En dépit de l'opposition des écologistes, qui redoutent qu'un forage dans ce lac puisse entraîner sa destruction, des scientifiques russes envisagent de percer la glace jusqu'à la surface du lac Vostok.
Des chercheurs américains sont également intéressés par un tel forage pour savoir si une forme de vie peut exister sous ces conditions, ce qui viendrait conforter les théories affirmant qu'il peut y avoir des organismes vivants dans d'autres environnements extrêmes, en particulier sur d'autres planètes.
Ces projets risquent néanmoins d'être contrariés par un article paru dans le dernier numéro du journal du Centre de recherche géophysique, basé aux États-Unis.
Dans cet article, Chris McKay, chercheur à la Nasa en Californie, met en garde sur la nécessité d'être particulièrement prudent pour forer dans le lac Vostok.
Selon lui, la forte concentration de gaz présente dans le lac «risque de générer une éruption violente si l'eau du lac était amenée en surface».

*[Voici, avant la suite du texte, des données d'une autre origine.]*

Issue #408, opened 2015-10-19
Version of duk_json_encode() allowing custom indent


fatcerberus:
Current implementation of `duk_json_encode()` uses default encoding settings, putting the entire JSON literal on one long line.  Setting indent requires using the valstack API to call JSON.stringify() directly from C, which is not optimal since if a script reassigns the `JSON` object an unwanted error will be thrown.

What I suggest here is a version of `duk_json_encode()` allowing custom indent to be specified, useful for programs such as my Cell compiler, which generates source maps and manifests in JSON, where I need the output to be human-readable.

svaarala:
I agree it'd be nice. What would you suggest for an API -- considering that there'd certainly be further options other than indent down the line?

I didn't add options to the API for this reason originally: a plain flags field won't be enough and adding individual options one by one as they come along would be awkward for compatibility.

fatcerberus:
`JSON.stringify()` itself has only two options: indent and reviver.  I'm not certain a reviver function is useful from the native side, although it would be easy to have the new API accept a function pointer for it, or perhaps a boolean flag which, if true, uses a function pushed on the valstack.

For indent, the challenge is that in JS, it is either an arbitrary string or an integer specifying the number of spaces to indent per level.  This would require 2 functions at the least, which is a bit excessive for such a basic primitive.

One option that would be fairly elegant might be to get encoding options from the valstack, and accept a bitmask specifying which ones are present, similar to how `duk_def_prop()` is set up.

svaarala:
I've come to pretty similar conclusions, I guess the best options would be:

- A flags + variable value stack approach similar to `duk_def_prop()`. This is quite flexible but not easy to read because the value stack behavior depends on flags.
- Provide an optional value stack index pointing to an object encoding control arguments like: `duk_json_encode(ctx, -3 /*obj_idx*/, -7 /*opt_idx*/)`. The value at "opt_idx" (if != DUK_INVALID_INDEX) would be something like: `{ indent: 4, reviver: myReviver, customOptionX: true }`.

The latter approach would also work well for the Ecmascript API, so that you could provide a table of arguments to Duktape.enc(), like:

    Duktape.enc('jx', myVal, {
        indent: 4, asciiOnly: true, allowCycles: true
    });  // arg examples are bogus :)

The downside of this is the relative cost of creating and extracting the arguments. The arguments can often be shared/reused for a specific call site.

This would be a good place to add a "multi-get" primitive to extract multiple values using a format string, like:

[...]

PR #409, opened 2015-10-19
Add property multi get/put API calls

svaarala:
For now this is a quick prototype branch for adding property multi get/put API calls, so that there's something concrete to reflect on.

Issues:

- [ ] Jansson API provides keys as va_args too (e.g. "s:s" -> key string, value string) which is more flexible but less literal
- [ ] What should be the "get" operation: should it be a "duk_to_int" vs. "duk_get_int" for integers, for example? Lowercase for "get", uppercase for "to"?
- [ ] Characters for all relevant types
- [ ] Ability to specify property attributes (would be useful for internals where attributes are often important)
- [ ] Finalize get and put operations
- [ ] Find at least a few internal call sites for each
- [ ] API documentation, link to wiki examples
- [ ] API testcases
- [ ] Releases entry

### DIFF
--- a/src/duk_api_public.h.in
+++ b/src/duk_api_public.h.in
@@ -654,6 +654,9 @@ DUK_EXTERNAL_DECL duk_bool_t duk_has_prop_string(duk_context *ctx, duk_idx_t obj
 DUK_EXTERNAL_DECL duk_bool_t duk_has_prop_index(duk_context *ctx, duk_idx_t obj_index, duk_uarridx_t arr_index);
 DUK_EXTERNAL_DECL void duk_def_prop(duk_context *ctx, duk_idx_t obj_index, duk_uint_t flags);
 
+/* FIXME: naming; constants for characters */
+DUK_EXTERNAL_DECL void duk_get_prop_multi(duk_context *ctx, duk_idx_t index, const char *fmt, ...);
+
 DUK_EXTERNAL_DECL duk_bool_t duk_get_global_string(duk_context *ctx, const char *key);
 DUK_EXTERNAL_DECL duk_bool_t duk_put_global_string(duk_context *ctx, const char *key);
 
--- a/src/duk_api_stack.c
+++ b/src/duk_api_stack.c
@@ -4387,6 +4387,7 @@ DUK_EXTERNAL duk_bool_t duk_instanceof(duk_context *ctx, duk_idx_t index1, duk_i
 DUK_INTERNAL void duk_push_lightfunc_name(duk_context *ctx, duk_tval *tv) {
 	duk_c_function func;
 
+	DUK_ASSERT_CTX_VALID(ctx);
 	DUK_ASSERT(DUK_TVAL_IS_LIGHTFUNC(tv));
 
 	/* Lightfunc name, includes Duktape/C native function pointer, which
@@ -4409,6 +4410,7 @@ DUK_INTERNAL void duk_push_lightfunc_name(duk_context *ctx, duk_tval *tv) {
 }
 
 DUK_INTERNAL void duk_push_lightfunc_tostring(duk_context *ctx, duk_tval *tv) {
+	DUK_ASSERT_CTX_VALID(ctx);
 	DUK_ASSERT(DUK_TVAL_IS_LIGHTFUNC(tv));
 
 	duk_push_string(ctx, "function ");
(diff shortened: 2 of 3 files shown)


svaarala:
Idiom in the current prototype:

```
duk_int_t my_int = 123; /* default */

duk_get_prop_multi(ctx, -1, "integerValue:d", &my_int);
printf("my_int: %ld\n", (long) my_int);
```

fatcerberus:
So if the property doesn't exist (or is the wrong type?), it just leaves the value alone, that's convenient.

In #408 you said this could be footprint-neutral.  Would it be performance-neutral also?  That is to say, would the processing saved by combining multiple get/put calls into one operation offset the performance hit due to format string parsing overhead?

svaarala:
I'm not sure about the performance side, my guess it would be slightly slower. Parsing the format string is a string scan which has a cost, but on the other hand the object doesn't need to be looked up again for each property access.

Re: what to do for missing properties etc, I listed a bunch of questions in the description. Not sure what the best answers are :) I guess it comes down to what is most useful and predictable for calling code.

svaarala:
For some internals the exact behavior for missing/invalid types actually matters quite a bit, because the Ecmascript specification mandates certain checks and specific errors (usually `TypeError`) when some criteria are not met. Unfortunately these strict criteria may not be the most useful for applications though, so choices, choices .. :)

fatcerberus:
I would say the most intuitive behavior at the application level would be to type coerce.  Presumably a programs knows the nature of the objects it's reading from

fatcerberus:
...and would expect the value to be coerced if a different type is specified. (Sorry, the Comment button is very easy to hit by accident on mobile)

fatcerberus:
On the other hand, now that I thought on this some more, it might make more sense for it to behave the same as ‘duk_get_xxx‘ and write a falsy value if the types don't match.

svaarala:
Yeah, the choice is not obvious :) Doing a "get" would have the nice benefit of being side effect free.

It's also an option to have both behaviors, e.g. by "d" meaning an uncoerced integer and "D" meaning a coerced integer (or somethng like "*D"). Is that simpler and more useful to applications? Not sure.

fatcerberus:
An issue that occurs to me with the proposed `duk_get_prop_multi()`, if a failure occurs in a non-strict get (i.e. in the case that an individual duk_get_prop would return false), there's no way to tell which lookup failed.  So that might limit the function's utility somewhat.

The same issue applies for `duk_put_prop_multi()`, although it's less important there since that would normally be used with newly created objects pushed onto the stack where success can be guaranteed (outside of exotic circumstances anyway).

svaarala:
Hmm - when `duk_get_prop()` returns false it's not actually a failure as such, but a missing property. That would lead to defaulting, but like you said, the caller wouldn't know which value(s) defaulted.

An actual error, like a getter throwing, would lead to an error to be propagated outwards, and the "out" variables would be left in a state with no guarantees of which ones have been written to.

fatcerberus:
Yeah, I know it's not a failure per se, although it could be in strict mode (a missing property will throw).  But that was indeed what I'm getting at, there's no way to tell which property(s) are missing.

As for the inconsistent state of the variables in case of a throw, I think that's not really an issue--that's just expected behavior when dealing with exceptions. :)

svaarala:
Duktape C API is always in "strict mode" but `duk_get_prop()` doesn't throw on missing property. And a missing property is not an error in strict mode for Ecmascript either: `obj.notDefined` will just be `undefined`. You might be thinking about variable accesses, not property accesses :-)

fatcerberus:
Oh, for some reason I thought a missing property was an error in strict mode, huh.

As for the C API always being in strict mode, I thought there was a time or two where an API behaved differently depending on whether the calling ecma function was strict or not, but I might be imagining it.  If I notice it again I'll let you know because apparently that would be a bug. :)

svaarala:
Many versions ago (0.11.0?) the API would be strict when a Duktape/C function call was in progress and non-strict otherwise. That's been fixed so that the API is always strict, even when no call is in progress.

svaarala:
Revised this work-in-progress a bit. Added an initial set of "type characters":

- d: integer
- u: unsigned integer
- n: number (double)
- b: boolean
- s: string
- x: buffer
- p: pointer
- v: any value type; value is pushed on value stack (covers remaining types reasonably)

Testcase example:

- https://github.com/svaarala/duktape/blob/18987340c4417067303c4a2ee34473aa10f37cfe/tests/api/test-get-prop-multi.c#L40-L56

However, due to pointer safety the "string" and "buffer" type characters probably need to be omitted: if the string/buffer read from the object is provided by a getter/Proxy and the string/buffer is not on the caller value stack, the pointer read might then be stale and memory unsafe behavior will happen. Types coerced into a non-heap-based value have no such issues.

The "v" type character (= push on value stack) still allows strings, buffer, functions, arrays, etc to be read reasonably conveniently and also acts as a fallback to types not directly support:

    duk_int_t level;
    duk_get_prop_multi(ctx, -3, "name:s level:d", &level);
    printf("Name '%s', rank %d\n", duk_get_string(ctx, -1), level);

One could argue the string/buffer safety is up to the caller to ensure, but that would leave the API error prone. A crafted input could cause memory unsafe behavior which could be potentially exploitable.

The footprint difference to master is now about +1000 bytes (the function itself is ~730 bytes) on x64 and will decrease slightly if/when string/buffer types are removed.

«La concentration de nitrogène et d'oxygène dans l'eau du lac, de 2,5 litres par kilo, est à peu près celle contenue dans une canette de Coca-Cola fermée (où le gaz est en l'occurence du C02)», a indiqué le scientifique.
«Nos travaux suggèrent que les scientifiques russes et américains, qui étudient ce lac, soient très prudents en forant parce que ces concentrations de gaz pourraient rendre l'eau du lac très instable et potentiellement dangereuse», a estimé M.McKay.
Il a précisé que les recherches actuelles ont démontré que les taux d'oxygène dans le lac sont 50 fois supérieurs à ceux habituellement rencontrés dans un lac ordinaire.
Selon ces recherches, les organismes vivants dans le lac Vostok ont sans doute évolué d'une manière spécifique pour s'adapter à ces conditions extrêmes, par le biais d'une forte concentration d'enzymes protecteurs leur permettant de survivre dans un environnement riche en oxygène.
Les Soviétiques ont construit leur première base en Antarctique en 1957, mais c'est seulement en 1994 qu'ils se sont rendus compte de la présence de ce lac aussi vaste que celui de l'Ontario et quatre fois plus profond.
Ils ont alors foré jusqu'à 3623 mètres dans la glace, s'arrêtant à quelques centaines de mètres de l'eau. Cette carotte de glace a été remplie de kérosène et de fréon, pour éviter qu'elle fonde, et se trouve toujours à Vostok.
David Karl, océanographe de l'Université d'Hawaï, a révélé que cet échantillon est si limpide que «l'on peut lire le journal en regardant au travers».